## Given records
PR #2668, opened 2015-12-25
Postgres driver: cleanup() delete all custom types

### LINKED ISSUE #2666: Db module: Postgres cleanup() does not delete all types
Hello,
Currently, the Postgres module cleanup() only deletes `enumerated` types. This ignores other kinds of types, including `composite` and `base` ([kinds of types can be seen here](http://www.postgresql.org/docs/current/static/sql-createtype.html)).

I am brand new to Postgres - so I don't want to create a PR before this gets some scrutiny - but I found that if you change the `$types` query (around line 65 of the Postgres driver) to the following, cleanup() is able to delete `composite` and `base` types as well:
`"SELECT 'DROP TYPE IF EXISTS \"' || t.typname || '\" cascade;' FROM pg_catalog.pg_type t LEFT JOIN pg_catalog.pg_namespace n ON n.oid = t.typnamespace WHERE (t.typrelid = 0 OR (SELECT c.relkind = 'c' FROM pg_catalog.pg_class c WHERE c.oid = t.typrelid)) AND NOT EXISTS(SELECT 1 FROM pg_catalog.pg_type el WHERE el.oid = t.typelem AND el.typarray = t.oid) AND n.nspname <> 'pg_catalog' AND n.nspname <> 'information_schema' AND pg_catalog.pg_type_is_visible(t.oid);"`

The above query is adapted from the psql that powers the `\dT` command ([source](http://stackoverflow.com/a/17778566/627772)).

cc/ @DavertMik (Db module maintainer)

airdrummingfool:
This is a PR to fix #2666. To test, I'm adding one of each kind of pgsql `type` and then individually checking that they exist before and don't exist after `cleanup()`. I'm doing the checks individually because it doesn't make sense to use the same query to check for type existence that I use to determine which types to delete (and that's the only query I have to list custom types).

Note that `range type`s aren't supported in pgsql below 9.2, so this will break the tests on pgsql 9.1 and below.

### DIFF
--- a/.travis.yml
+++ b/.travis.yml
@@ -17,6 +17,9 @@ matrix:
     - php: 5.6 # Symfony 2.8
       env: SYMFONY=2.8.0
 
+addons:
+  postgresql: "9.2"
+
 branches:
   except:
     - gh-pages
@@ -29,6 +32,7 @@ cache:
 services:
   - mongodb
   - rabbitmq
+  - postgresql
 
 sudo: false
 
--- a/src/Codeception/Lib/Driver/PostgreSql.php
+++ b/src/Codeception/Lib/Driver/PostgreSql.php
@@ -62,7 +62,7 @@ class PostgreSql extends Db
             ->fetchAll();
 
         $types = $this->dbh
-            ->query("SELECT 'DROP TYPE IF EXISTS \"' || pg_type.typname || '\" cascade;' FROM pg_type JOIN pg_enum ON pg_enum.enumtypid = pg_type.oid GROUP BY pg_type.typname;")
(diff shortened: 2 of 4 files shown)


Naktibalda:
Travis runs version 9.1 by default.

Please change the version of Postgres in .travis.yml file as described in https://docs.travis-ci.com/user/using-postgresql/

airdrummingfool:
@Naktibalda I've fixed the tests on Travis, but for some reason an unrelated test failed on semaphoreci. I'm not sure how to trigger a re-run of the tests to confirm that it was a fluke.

## Activity
Say how many lines above contain the string "module". Answer with the number only.

## Solution for this task
3